Unlike S/N, Takamine’s Kimura-san is not slick or sophisticated or too conceptually abstract. The quality of the video itself is poor. Simplicity, bluntness, arte povera — all of it pervade the piece from the moment Takamine utters his first word all the way to the q&a discussion, which I would argue is not a separate thing from the performance itself. All of it rhymes with Takamine’s self-presentation as a mild-mannered nice Japanese guy who speaks poor English. Anything more exaggerated or less matter-of-course would have tipped the work into an exploitation. He knows that Kimura-san has the ability to shock the public. He needs to convey the work’s sympathetic and unpatronizing nature. It represents the sexual desires of the disabled.

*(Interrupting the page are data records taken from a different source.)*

Issue #204, opened 2018-01-03
Use timbre for logging


dmitryn:
[comment]: # (Please replace ... with your information. Remove < and >)

### User Story

As a developer, I want to configure app loggers so that i can debug/monitor app easily.

### Description

I suggest to switch from `clojure.tools.logging` to https://github.com/ptaoussanis/timbre because timbre is much easier to configure.

PR #205, opened 2018-01-03
Suppress stdout logging in dev

dmitryn:
Log to file only (info and debug levels). Allows working in REPL without getting log spam.


dmitryn:
Also, i'd like to switch to timbre in future https://github.com/status-im/open-bounty/issues/204

PR #216, opened 2018-01-15
[FIX #156] Add pagination to Bounties and Activities views

### LINKED ISSUE #156: Paging for "open bounties" and activity views
Currently, if there is a lot of data in the system, the views get very long vertically.

Implement client-side paging to UI on "open bounties" and activity views.

siphiuel:
This adds client-side pagination to Bounties and Activities views.


tpatja:
Looks really good @siphiuel! I will take a closer look and test this tomorrow.

tpatja:
Since we do not currently have an easy way to test PRs and the changes look good, I will merge this to `develop` and we can test together in the test env. Possible changes can be submitted via a new PR.

siphiuel:
Thanks! I think it would be good to do server-side paging as well, what do you think?

tpatja:
IMO server-side paging is something we should do, but is not that urgent. The data is gzipped json and transferred data size is not an issue for now. We can create another issue for that later.

pablodip:
I think there are a couple UX things to improve:

* The cursor in the buttons should be a pointer.
* When moving to a different page the screen should probably be moved to the top of the list.

cc @denis-sharypin

siphiuel:
I will implement these if no objections from @denis-sharypin .

siphiuel:
https://github.com/status-im/open-bounty/pull/224

pablodip:
A few more of UX details:

* The button of next and previous page should probably look disabled when the current page is the first and the last one respectively.
* When changing the tab from bounties to activity and viceversa the current page should probably be restarted, that is, always be 1, and right now it is maintained from previous state.
* The activity list should also probably show at the top the message "Showing X of X".
* The next and previous buttons in active state have the same style as the current page button, and it is a bit confusing, since the next and previous are active, and the current page isn't an active thing thing.
* It would probably help to have some style changes when hovering paging buttons.

cc @denis-sharypin

pablodip:
Just created a new issue for those UX details so that we keep better track of them in an open issue instead of a closed pull request.

https://github.com/status-im/open-bounty/issues/226

PR #224, opened 2018-01-19
[FIX #226] Pagination: add cursor pointer for buttons, scroll to top

### LINKED ISSUE #226: UX details in pagination
- [ ] The cursor in the buttons should be a pointer.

Kimura-san asserts the value of free will — Kimura’s free will, despite his disability.

Kimura was in his forties when the video was shot in 1995. He died three months ago, Takamine informs us during the q&a. Kimura was 55 years old. As a baby, he had suffered poisoning through contaminated infant milk formula. (The Morinaga arsenic milk poisoning incident: In 1955, baby formula fabricated by Morinaga Milk Industry was poisoned with arsenic, which resulted in the deaths of 138 nurslings. More than 10,000 children are said to have walked away with physical handicaps). By the time Kimura was two years old, he had lost complete use of his arms, legs, and mouth. He was unable to talk, feed himself or go to the toilet without any help. He can think clearly and is able to make noises with his mouth.

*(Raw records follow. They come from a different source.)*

PR #230, opened 2018-01-23
Config support and other little improvements

churik:
In this PR:
1) add config support and config_example.ini
2) added additional check to bounties_page
3) make issue title reusable 
4) cleaned up code a bit (added comments, changed some absolute values to values from config)
5) make local as default environment
6) add cleanup option as variable (not brilliant decision) 
7) exclude config.ini from .gitignore

### DIFF
--- a/.gitignore
+++ b/.gitignore
@@ -23,17 +23,3 @@ profiles.clj
 .idea
 resources/contracts
 node_modules
-
-# OS generated files #
-######################
-.DS_Store
-.DS_Store?
-._*
-.Spotlight-V100
-.Trashes
-ehthumbs.db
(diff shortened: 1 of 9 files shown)


.gitignore
```diff
@@ -23,4 +23,17 @@ profiles.clj
 .idea
 resources/contracts
 node_modules
+
+# OS generated files #
+######################
```
pablodip: How about managing this with a [global gitignore](https://help.github.com/articles/ignoring-files/#create-a-global-gitignore)? :)

churik:
@pablodip done, thanks for review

Takamine was Kimura’s caretaker for five years during the 1990s. Takamine says that he had learned to communicate with Kimura through gestures. If Kimura wanted something that Takamine did not know, he asked Kimura a series of yes/no questions until they could both reach an understanding. He realized that Kimura’s sexual desires could not be met without the help of other people. Masturbating Kimura was a gesture of friendship and affection of Takamine’s part. Public showings of the film also met Kimura’s desire to display himself in public settings. His urge to express himself is higher than average, which explains his memberships in a rock band and in the performance troupe Taihen.

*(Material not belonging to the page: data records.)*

PR #235, opened 2018-01-25
[FIX #185] Readd bounty label

### LINKED ISSUE #185: Ability to readd bounty (delete and add again)
### User Story

As a user, I want to delete label "bounty" when I have problem with deploying contract, ethereum network congestion or if I changed my mind or added bounty by mistake.

### Description
*Type*: Feature
*Summary*: 
when bounty has 0.00 value, or contract address is freezing in deployment stage, I want to remove bounty label and expect that bounty will disappear from SOB. If I add bounty label again, new bounty should again appear on SOB. I suggest to add this feature for contract which don't have money yet, in order to avoid such situations like in issue #184 

#### Expected behavior
I delete bounty label > bounty disappears from SOB site
I add bounty label again > bounty appears on SOB site and I can send money and use it like form scratch

#### Actual behavior
I delete bounty label > bounty does not disappear from SOB site

It can be one of the stage #174

siphiuel:
# Description
This fix does the following:

1. Listen to `unlabeled` events from GitHub API.
2. If such event is received, find the associated issue in the DB and remove it only if funds are zero (currently it checks the field `value_usd` field). This removes the bounty from SOB.
3. If it is successfully deleted from the DB, post to GitHub API  a request to delete a comment. This will remove a bounty comment on GitHub.
4. No actions on part of the contract itself are done.

# Questions
1. Is `value_usd` the correct field to check against when removing a bounty?
2. Should anything be done with regards to the bounty contract when the parent comment is deleted? If so, what messages should be sent?

**Status**: WIP

### DIFF
--- a/resources/sql/queries.sql
+++ b/resources/sql/queries.sql
@@ -125,6 +125,15 @@ INSERT INTO issues (repo_id, issue_id, issue_number, title)
                    FROM issues
                    WHERE repo_id = :repo_id AND issue_id = :issue_id);
 
+-- :name remove-issue! :<! :1
+-- :doc removes issue
+DELETE FROM issues
+  WHERE repo_id = :repo_id 
+  AND issue_id = :issue_id
+  AND value_usd = 0.0
+  RETURNING comment_id;
+
+
 -- :name update-commit-sha :<! :1
 -- :doc updates issue with commit_sha
 UPDATE issues
--- a/src/clj/commiteth/bounties.clj
+++ b/src/clj/commiteth/bounties.clj
@@ -58,6 +58,16 @@
       (log/debug "Total issues for repo limit reached " repo " " count)
       (add-bounty-for-issue repo repo-id issue))))
 
+(defn remove-bounty-for-issue [repo repo-id issue]
+  (let [{issue-id     :id
+         issue-number :number} issue
+        removed-issue (issues/remove repo-id issue-id)
+        {owner-address :address
+         owner :owner} (users/get-repo-owner repo-id) ]
+    (log/debug "Removing bounty for issue " repo issue-number "owner address: " owner-address)
+    (if-let [comment-id (:comment_id removed-issue)]
+      (github/remove-deploying-comment owner repo comment-id)
+      (log/debug "Cannot remove Github bounty comment as it has non-zero value"))))
 
 ;; We have a max-limit to ensure people can't add more issues and
 ;; drain bot account until we have economic design in place
--- a/src/clj/commiteth/db/issues.clj
+++ b/src/clj/commiteth/db/issues.clj
@@ -12,6 +12,14 @@
                               :issue_number issue-number
                               :title        issue-title})))
 
+(defn remove
+  "Removes issue"
+  [repo-id issue-id]
+  (jdbc/with-db-connection [con-db *db*]
+    (db/remove-issue! con-db {:repo_id      repo-id
+                              :issue_id     issue-id})))
+
+
 (defn update-commit-sha
   "Updates issue with commit-sha"
   [issue-id commit-sha]
--- a/src/clj/commiteth/github/core.clj
+++ b/src/clj/commiteth/github/core.clj
@@ -275,6 +275,10 @@
     (log/debug "Posting comment to" (str owner "/" repo "/" issue-number) ":" comment)
     (issues/create-comment owner repo issue-number comment (self-auth-params))))
 
+(defn remove-deploying-comment
+  [owner repo comment-id]
+  (issues/delete-comment owner repo comment-id (self-auth-params)))
+
 (defn make-patch-request [end-point positional query]
   (let [{:keys [auth oauth-token]
          :as   query} query
--- a/src/clj/commiteth/routes/webhooks.clj
+++ b/src/clj/commiteth/routes/webhooks.clj
@@ -30,13 +30,6 @@
                    (= type (:event %)))
                  events)))
 
-
-(defn labeled-as-bounty?
-  [action issue]
-  (and
-   (= "labeled" action)
-   (= bounties/label-name (get-in issue [:label :name]))))
-
 (defn find-commit-sha
   [user repo issue-number event-types]
   (log/debug "find-commit-sha" user repo issue-number event-types)
@@ -48,12 +41,14 @@
 
 
 (defn handle-issue-labeled
-  [webhook-payload]
+  [webhook-payload label-added?]
   (log/debug "handle-issue-labeled")
   (let [{issue :issue} webhook-payload
         {repo-id :id
          repo-name :name} (:repository webhook-payload)]
-    (bounties/maybe-add-bounty-for-issue repo-name repo-id issue)))
+    (if label-added?
+      (bounties/maybe-add-bounty-for-issue repo-name repo-id issue)
+      (bounties/remove-bounty-for-issue repo-name repo-id issue))))
 
 (defn handle-issue-closed
   [{{{owner :login} :owner repo :name}   :repository
@@ -212,17 +207,18 @@
   [webhook-payload]
   (when-let [action (:action webhook-payload)]
     (log/debug "handle-issue" action)
-    (when (labeled-as-bounty? action webhook-payload)
-      (handle-issue-labeled webhook-payload))
-    (when (and
-           (= "closed" action)
-           (bounties/has-bounty-label? (:issue webhook-payload)))
-      (handle-issue-closed webhook-payload))
-    (when (= "edited" action)
-      (handle-issue-edited webhook-payload))
-    (when (= "reopened" action)
-      (handle-issue-reopened webhook-payload)))
-  (ok))
+    (case action
+      ("labeled" "unlabeled")
+      (when (= bounties/label-name (get-in webhook-payload [:label :name]))
+        (handle-issue-labeled webhook-payload (= action "labeled")))
+      "closed"
+      (when (bounties/has-bounty-label? (:issue webhook-payload))
+        (handle-issue-closed webhook-payload))
+      "edited"
+      (handle-issue-edited webhook-payload)
+      "reopened"
+      (handle-issue-reopened webhook-payload))
+  (ok)))
 
 (defn enable-repo-2 [repo-id full-repo]
   (log/debug "enable-repo-2" repo-id full-repo)
--- a/src/cljs/commiteth/activity.cljs
+++ b/src/cljs/commiteth/activity.cljs
@@ -58,19 +58,25 @@
 
 
 (defn activity-list [activity-page-data]
-  [:div.ui.container.activity-container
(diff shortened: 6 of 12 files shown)


siphiuel:
Changed the comment deletion logic in the DB so that it moves a deleted record to `issues_archived` table instead of dropping it altogether.

pablodip:
Not sure about the current strategy, since having a similar table creates dependency on the original one, so when we want to modify/split the original table we would also have to do it with the archived table, and in the archived data.

The current goal is to just do not lose information, so I agree with the archive concept, just how about implementing it with a more general approach, for example an `archive` table with four columns, `id`, `type`, `archived_at` and `data`, and data could just be the edn of the data that we want to archive? That way it would be more open to archive anything, and we would not have the dependency with the info that we want to archive, so for example the archive would work with any version of the original data. The archived data would not be queriable from SQL, but we would need to take it from there and query it in Clojure, but it is an archive in the end.

Anyway if we seriously aim to not lose information and query better all data over time, that is, to have a time model for the data, we should probably consider using Datomic in the future.

resources/migrations/20180130164001-issues-archived.down.sql
```diff
@@ -0,0 +1 @@
+DROP TABLE issues_archived;
```
oskarth: Seems safer to rename it and leave it be for a while, then do cleanup task once it is 100% it works well in both test and production.

src/clj/commiteth/routes/webhooks.clj
```diff
@@ -212,17 +207,18 @@
...
-    (when (and
-           (= "closed" action)
-           (bounties/has-bounty-label? (:issue webhook-payload)))
-      (handle-issue-closed webhook-payload))
-    (when (= "edited" action)
-      (handle-issue-edited webhook-payload))
-    (when (= "reopened" action)
-      (handle-issue-reopened webhook-payload)))
-  (ok))
+    (case action
```
oskarth: default case?

siphiuel: Added.

siphiuel:
Changed the code so that deleted issues go to `archive` table. When deploying new contracts, this table is checked to fetch free contracts that haven't been assigned to any issue. So it fulfills a double purpose: that of an archive and a contract pool.

resources/migrations/20180130164001-issues-archived.down.sql
pablodip: This is just a migration down, so why is the alter table really needed? We are not migrating down in production.

siphiuel: I'm not decided on this. Suggest to keep it as is, might help during testing on develop.

pablodip: It's just because this breaks migration semantics I believe. To me migrations should be able to run up and down several times, and this would break that.

resources/sql/queries.sql
```diff
@@ -125,6 +126,23 @@ INSERT INTO issues (repo_id, issue_id, issue_number, title)
                    FROM issues
                    WHERE repo_id = :repo_id AND issue_id = :issue_id);
 
+-- :name remove-issue! :<! :1
+-- :doc removes issue
+WITH archived AS (
+  INSERT INTO archive(type,data)
```
pablodip: How about describing this in clojure? I think that it is better to keep persistence as simple as possible and to have all of the logic in the the application code.

resources/migrations/20180130164001-issues-archived.down.sql
siphiuel: Got you. Sounds reasonable. Changed to DROP.

resources/sql/queries.sql
```diff
@@ -620,3 +638,15 @@ SELECT * FROM (
   ORDER BY 1 desc
   LIMIT :limit_days) AS a
 ORDER BY a.day ASC;
+
+-- :name contract-from-pool :? :1
+-- :doc return first contract from archive for given owner
+SELECT a.data->>'transaction_hash' as transaction_hash
```
pablodip: Not totally convinced about treating an archive to use application logic there apart from archiving. How about modelling the Ethereum contract in a table, even if only with the params that we need right now (I think that `transaction_hash` and `owner_address`), and we don't need to archive it, but just need an attribute for status?

src/clj/commiteth/bounties.clj
```diff
@@ -58,6 +65,16 @@
       (log/debug "Total issues for repo limit reached " repo " " count)
       (add-bounty-for-issue repo repo-id issue))))
 
+(defn remove-bounty-for-issue [repo repo-id issue]
```
pablodip: Probably better ending with `!`

src/clj/commiteth/db/issues.clj
```diff
@@ -12,6 +12,14 @@
                               :issue_number issue-number
                               :title        issue-title})))
 
+(defn remove
```
pablodip: Probably better ending with `!`

src/clj/commiteth/github/core.clj
```diff
@@ -275,6 +275,10 @@
     (log/debug "Posting comment to" (str owner "/" repo "/" issue-number) ":" comment)
     (issues/create-comment owner repo issue-number comment (self-auth-params))))
 
+(defn remove-deploying-comment
```
pablodip: Probably better ending with `!`

resources/migrations/20180130164001-archive.up.sql
```diff
@@ -0,0 +1,17 @@
...
+
+INSERT INTO data_types(name)
+  VALUES('issue'), 
+        ('issue_comment'), 
+        ('repository'), 
+        ('pull_request'), 
+        ('user');
+
+CREATE TABLE archive (
+  type TEXT REFERENCES data_types(name),
```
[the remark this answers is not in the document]
siphiuel: Great idea, changed to enums.

resources/sql/queries.sql
siphiuel: I think it's simple enough to stay in a query, plus one roundtrip less to DB is a good thing.

src/clj/commiteth/bounties.clj
siphiuel: Yes.

src/clj/commiteth/db/issues.clj
siphiuel: +

src/clj/commiteth/github/core.clj
siphiuel: +

resources/sql/queries.sql
pablodip: @siphiuel Let me understand well the query before elaborating the proposal. Why are we selecting `a.data->>'transaction_hash'` and then filtering for it to be null with `a.data->>'transaction_hash' = i.transaction_hash` and `i.transaction_hash is null`? I might be understanding badly the logic. :S

siphiuel: We use left join condition `issues.transaction_hash=null` so that to pick transaction hashes that are not in use already. It might happen that a record has been removed from `issues` table to the `archive`, and then restored. However, the `archive` table is append-only, so this will result in the same transaction hash being present both in `issues` and in the `archive`, and we want to filter that away.

pablodip: Okay, got it, thanks!

So my proposal was about starting modelling the Ethereum contract, since it is a model with some data in the end. And doing so only with the attributes and behaviours of the contract that we need for this.

For example, we could have a table `ethereum_contract`, with attrs `id`, `owner_address`, `transaction_hash`, `status`. When an issue is archived and has a contract that we can reuse, we can create a contract model there with the status `not-used` (or maybe a better name). Then when looking for available contracts, we search there, and when taking one, we change the status of it to `used`. That way we would avoid querying the archive table for application logic, and would express more directly the status of a contract and its filtering.

siphiuel: Let's handle contract modeling in a separate issue: https://github.com/status-im/open-bounty/issues/267.

siphiuel:
Agree.

martinklepsch:
This seems good but I'm also a little bit worried about introducing a separate table. Wouldn't something like `revoked_at` as suggested by @pablodip be easier to work with?

Thinking about https://github.com/status-im/open-bounty/issues/284 we'd need to 

- read the JSON from the archive and parse that 
- handle old versions as the table schema might change over time but the JSON blob stays the same 

Are there any specific benefits with the separate table approach?

siphiuel:
Good point! Initially I've opted for `archive` simply because it was a less intrusive code change and did not imply changing multiple queries and associated middleware, hence smaller probability of regressions. Smart vocabulary aside, I was plain lazy:)

Still, can think of 2 things in favor of archive approach:
1. We'd like to have a DB model that works in an append-only fashion. No data can be deleted without a trace, so that we can recover what happened to each issue and when (audit trail capability). Currently the DB is append-only with regards to issues and pull requests - data is always appended. The archive can record multiple deletions of a single issue's bounty, while `revoked_at` will record the most recent one.
2. Related to a concern that `archive` serves a double purpose: @pablodip suggested modeling contracts in a `ethereum_contract` table, and changing `issues` to include a relation to `ethereum_contract` (https://github.com/status-im/open-bounty/issues/267). This would relieve `archive` of non-archival related duties.

Actually, the whole audit-trail related thing is important and requires more thought.

pablodip:
To me the reason to not face re-modelling here isn't just about laziness, but about strategy. Introducing new tables or fields requires extra work in some existing things, and so might produce bugs as well. And we already intend to re-model with a different structure. So facing re-modelling here and in the new structure isn't probably needed. Besides, the feature that depend on the archive is an optional feature (re-use a contract) and easily refactored if needed.

martinklepsch:
> Actually, the whole audit-trail related thing is important and requires more thought.

Agree. [Event Sourcing](https://martinfowler.com/eaaDev/EventSourcing.html) may be an interesting approach for this as well and is fundamentally similar to how Datomic works.
Given the complexities around this issue my feeling is that we should probably "ignore it" for now and later on allocate some time to think about how to implement it properly.

pablodip:
> Agree. Event Sourcing may be an interesting approach for this as well and is fundamentally similar to how Datomic works.

I personally don't think they're similar, since Event Sourcing is just about modelling and persisting round domain events, while Datomic is a general-purpose database that adds the time dimension.

churik:
## 1. GH comment is not posted after deploying contract

Steps:
- navigate to repo
- create an issue 
- add `bounty` label
- open https://testing.openbounty.status.im/app
- wait until new bounty will be displayed in 'Open bounties' list
- click on bounty

### Actual result:
GH comment with contract details

### Expected result: 
no GH comment

**Video:** http://take.ms/SMVwj
**OS:**  Mac OS High Sierra
**Browser:** Chrome 64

“I like the video a lot,” Takamine says. “I wanted to show the video in public so I constructed this show [to contain it].” First shown in a Kyoto exhibition in 1998, the film remains contentious. In 2004, it was preemptively removed from the exhibition “Non-Sect Radical: Contemporary Photography” at the Yokohama Museum of Art, presumably in compliance with Japanese laws censoring the depiction of genitalia. Commenting on the censorship at Yokohoma Museum in a RealTokyo op-ed article, Takamine said:

If the ejaculation scene was the problem, I thought it would be no problem to cut that sequence. But obviously the troublemaker was somewhere else. They talk about ‘legal conflicts,’ but the law doesn’t say anything about genitals. In the end, the decision was left to individual judgement, and although there was a good chance to get the piece shown, the museum pinched that off. People who only know my work by hearsay inevitably misunderstand it. Whether it is indecent or not is a decision the museum’s director has to make after seeing it, and then convince others of his opinion. Isn’t that how a museum usually works? I’ve never heard anything more stupid than a museum consulting the police.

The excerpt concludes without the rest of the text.